# Diff Results on Root Grape Cuttings



## RedSun (Jan 27, 2015)

I'm been doing some testing with rooting grape cuttings. So far, I've gotten different results.

I planted a batch of seeded Concord cuttings, in a flat and with 85F bottom heat (mat). Room temperature about 62F and filtered sun. Planted on 12/14/2014. So far, no sign of growth.

Then received some Venus cuttings on 1/4/2015. Put a few cuttings in a zip bag, with "wet" peat moss. Top is zipped, but not 100% sealed. Room temperature is about 65F, no bottom heat. The buds came out about one week ago. Now leaves start to come out. Not sure about roots.

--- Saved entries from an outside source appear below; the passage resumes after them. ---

PR #514, opened 2020-07-09
Add tests for Notify suppliers whether application made script

katstevens:
https://trello.com/c/EnPFfpum/

This script already provides a facility for re-running with a list of supplier IDs from a previous failed run. However there were no tests for it 🙀 

I've added some! This meant moving some of the code to a separate module (consistent structure with our other scripts).

### DIFF
--- a/tests/test_notify_suppliers_whether_application_made_for_framework.py
+++ b/tests/test_notify_suppliers_whether_application_made_for_framework.py
@@ -30,8 +30,8 @@ class TestNotifySuppliersWhetherApplicationMade:
             {"supplierId": 712346},
         ]
         self.data_api_client.export_users.return_value = {
-            # This endpoint returns some unusually formmatted keys :(
-            # See https://github.com/alphagov/digitalmarketplace-api/blob/master/app/main/views/users.py#L417
+            # This endpoint returns some unusually formatted keys :(
+            # See https://github.com/alphagov/digitalmarketplace-api/blob/6ad35e526fcf4d76320159a1a4ac97133a1ce13d/app/main/views/users.py#L417  # noqa
             'users': [
                 {'supplier_id': 712345, 'email address': 'user1@example.com', 'application_status': 'no_application'},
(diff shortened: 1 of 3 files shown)


tests/test_notify_suppliers_whether_application_made_for_framework.py
```diff
@@ -0,0 +1,202 @@
...
+                'frameworkLiveAtUTC': "2017-12-31T23:59:59.999999Z"
+            }
+        }
+        self.data_api_client.find_framework_suppliers_iter.return_value = [
+            {"supplierId": 712345},
+            {"supplierId": 712346},
+        ]
+        self.data_api_client.export_users.return_value = {
+            # This endpoint returns some unusually formmatted keys :(
+            # See https://github.com/alphagov/digitalmarketplace-api/blob/master/app/main/views/users.py#L417
```
gidsg, line 34: This link might bit-rot as it points to `master`. Could we link perhaps to a specific hash or PR where this was introduced?

katstevens: Good spot! Will fix

tests/test_notify_suppliers_whether_application_made_for_framework.py
```diff
@@ -0,0 +1,202 @@
...
+            None,
+            None
+        ]
+
+        assert notify_suppliers_whether_application_made(
+            self.data_api_client,
+            self.notify_client,
+            'g-cloud-12',
+            self.logger
+        ) == 1
```
gidsg, line 180: Possibly my lack of context. But I am not sure of the meaning of `0` and `1` in these assertions. Is it possible to explain this at all?

katstevens: Yep, that's a good call - it's the expected number of errors returned by the function (fed into the exit code of the top level script). I'm happy to make this a named var in the test so it's clear - e.g `expected_error_count`.

PR #525, opened 2020-08-21
Get log events in epoch intervals

agalamatis:
trello: https://trello.com/c/e04K4fMI/1833-one-off-script-to-retrieve-logs-from-cloudwatch

### DIFF
--- a/dmscripts/get_log_events.py
+++ b/dmscripts/get_log_events.py
@@ -1,0 +1,112 @@
+import boto3
+import json
+import os
+import uuid
+
+
+class LogRetriever(object):
+    """
+    Encapsulates the log retrieval process.
+    To fetch all log events of a know stream use get_log_events.
+    To fetch all log events from multiple streams within a date range,
+    use get_log_event_in_epoch_range.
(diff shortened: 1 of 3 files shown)


dmscripts/get_log_events.py
```diff
@@ -0,0 +1,112 @@
...
+                logGroupName=self.group,
+                logStreamName=stream,
+                startFromHead=True,
+                nextToken=response['nextForwardToken']
+            )
+            with open(f'{directory}/{counter}.json', 'w') as f:
+                json.dump(response, f)
+        return counter + 1
+
+    def get_log_event_in_epoch_range(self, directory, earliest_epoch, latest_epoch):
```
katstevens, line 97: Could we supply the extra args to the main script and use it conditionally if those are present? Or do we just want to keep it as an option in a Python shell?

agalamatis: Yes, but I'd rather have a new script using the same class, instead of working with optional argument in docopt.

katstevens (approved):
Good stuff 👍

PR #527, opened 2020-08-24
[Experimental] Alternative method for updating draft services and documents

katstevens:
This PR contains two experimental scripts that could provide an alternative way for users to submit G-Cloud services, for example if accessibility problems prevented them from using the usual submission journey.

1. Update existing draft services from a folder of CSV files

The CSV files require a specific naming structure: `<supplier_id>-<lot-slug>-<service-name>.csv`. Lot is required in order to retrieve the correct questions for the service.

The CSV file content also needs to match the format exported by [scripts/framework-applications/generate-questions-csv.py](https://github.com/alphagov/digitalmarketplace-scripts/blob/master/scripts/framework-applications/generate-questions-csv.py). The script also currently hardcodes the number of question columns per lot.

Some service questions will need manual tweaking in the frameworks repo to give a correct match (converting from a markup object to a string).

Pricing also needs special handling, which is normally done by the Supplier FE form input.

2. Update existing draft services from a folder of PDF documents

The PDF files require a specific naming structure: `<supplier_id>-<service-name>-<document-type>.pdf`. Document type (eg `pricing`) is required in order to update the correct field on the draft service with the path to the document.

Both scripts require a match on service name to find an existing draft service - some punctuation/spacing is removed to assist with this. Ambiguous matches are rejected.

Both scripts output the following reports: `unidentified-files` (could not match supplier or draft service), `successful` (successful update) and `failed` (failed validation). 

TODO:
- ~Refactor `parse_csv_and_update_draft_service` into testable function~
- ~Flesh out remaining tests~

Out of scope:
- creating new services (in follow up branch)
- marking services as complete
- DOS services
- updating declarations
- uploading Modern Slavery statement documents
- handling ODF files (in followup branch)
- PDF file size validation or typechecking with `fleep`
- Look at matching questions by id (eg `serviceBenefits`) rather than question text. Would require change to question export script. 
- using a proper logger instead of `print` everywhere 😹

### DIFF
--- a/scripts/oneoff/upload_draft_service_pdfs.py
+++ b/scripts/oneoff/upload_draft_service_pdfs.py
@@ -1,0 +1,267 @@
+#!/usr/bin/env python
+"""
+Experimental script to provide an alternative method of manually uploading documents for draft services,
+for example if a user has accessibility issues that prevent them using the site, they could submit documents
+to CCS via email.
+
+IMPORTANT: ensure you have the correct AWS_PROFILE env variable set for the environment, otherwise the S3 uploads will
+fail.
+
+- For each file in the given folder
+- Look up draft service ID by supplier ID and service name
+- Determine whether doc is pricing/SFIA/T&C/service definition
+- Upload documents to S3, following the standardised naming scheme <draft_id>-<doctype>-<datestamp>.pdf
+- Update draft service with S3 URLs
+
+Any failures will skip and continue to the next document in the folder.
+
+Not included: Modern Slavery Statement documents
+
+Usage: upload_draft_service_pdfs <framework> <stage> [options]
+
+Options:
+    --folder=<folder>                                     Folder to bulk-upload files
+    --dry-run                                             List actions that would have been taken
+    -h, --help                                            Show this screen
+
+"""
+import sys
+import os
+import urllib.parse as urlparse
+from dmapiclient.data import DataAPIClient
+
+sys.path.insert(0, '.')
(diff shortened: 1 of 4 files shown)


katstevens:
Still some bugs to iron out in this around the content loader for partial updates

scripts/oneoff/upload_draft_service_pdfs.py
```diff
@@ -0,0 +1,267 @@
...
+            continue
+        if doc_type is None:
+            print("Unable to determine doctype")
+            unidentifiable_files.append(file_name)
+            continue
+        if draft_id is None:
+            print("Unable to determine Draft ID")
+            unidentifiable_files.append(file_name)
+            continue
+        print(f"Found Supplier ID {supplier_id}, file type {doc_type} and Draft ID {draft_id}")
```
gidsg, line 200: Sometimes filenames have erroneous whitespace which would cause the supplier ID to be invalid.

```suggestion
        # Strip erroneous whitespace from supplier IDs
        supplier_id = supplier_id.strip()
        print(f"Found Supplier ID {supplier_id}, file type {doc_type} and Draft ID {draft_id}")
```

gidsg (approved):
LGTM :+1:

scripts/oneoff/upload_draft_service_pdfs.py
katstevens: This is now handled in the `get_info_from_filename` function where we cast `supplier_id` to an int, hopefully that'll get rid of any pesky whitespace.

PR #345, opened 2017-02-05
Fix minor typo

fabioberger:
Encountered this error message while running `truffle console` and noticed the typo :)


tcoulter:
Good catch. Thanks!

PR #350, opened 2017-02-07
gentlejack

gentlejack:
consensys-truffle


tcoulter:
I'm not sure what to make of this PR. It contains changes that are old as well as what looks like commits we don't want. Can you tell me what you're trying to do here and why the commit log is so long?

cicorias:
I'd be very afraid

tcoulter:
I didn't notice this: `ConsenSys:ethers-patch-1 from gentlejack:master` - so they're asking to merge into a branch. But I wonder why.

cicorias:
The contributor's history seems nonsensical https://github.com/ethereum/go-ethereum/pull/3652/files

PR #373, opened 2017-03-12
Fix #365: Event logging on test failure

### LINKED ISSUE #365: Events are no longer output on test failure

masonforest:
Hey @tcoulter and co!

Here’s a first pass at fixing #365

It looks like this broke when [these lines](https://github.com/ConsenSys/truffle/blob/master/lib/testing/testrunner.js#L47-L70) got commented out. It also looks like we no longer have access to `project_contracts` in that scope :/.

What I did here was read in all the contract files in place. I’m not thrilled about this because we are reading the contract files in again in `testsource.js`.

I see a few options:

1. Move all the file reading stuff into `testrunner.js`and pass the `mapping` object to TestSource’s constructor

2. Move all of the file reading stuff into the constructor of TestSource and add a getter method that returns the contracts that could be called from `testrunner.js`

3. Some combination of the two

4. Something I haven’t thought of

Currently I’m leaning toward #2 but I’d love hear your thoughts.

The same batch of cuttings were planted in the same flat with the previous Concord cuttings. Now there is a little sign of bud forming, but not very obvious. Not sure about roots forming. 

So I'm puzzled by the results. The cuttings with bottom heat show no sign of growth. But the ones in zip bag in 65F room have started to leaf out. So what is the use of the heat mat? 

I do not know what makes the cuttings out of the dormancy. If roots start to grow with the leaf, then I'm in business. But if no roots forming, then the top growth would be wasted. 

One thing I can tell is that, the cuttings in the bag have more moisture than the cuttings planted in flat. 

I know these are table grapes, but I just want to experiment with the cuttings. I believe both grapes are relatively easy to root.


----------



## GreginND (Jan 27, 2015)

The heat treatment on the bottom is to develop a callous on the bottom of the vine that the roots develop from. Without a callous on the end, roots won't develop easily. If you let the whole cutting warm, as in your zip lock bag, they will start to leaf using the energy stored in the cutting. It will only grow until it saps all of the energy in the cutting. But without roots developing they won't survive and will die. The idea is to get the root end calloused before it begins to waken from dormancy and leaf out so the vine can be fed.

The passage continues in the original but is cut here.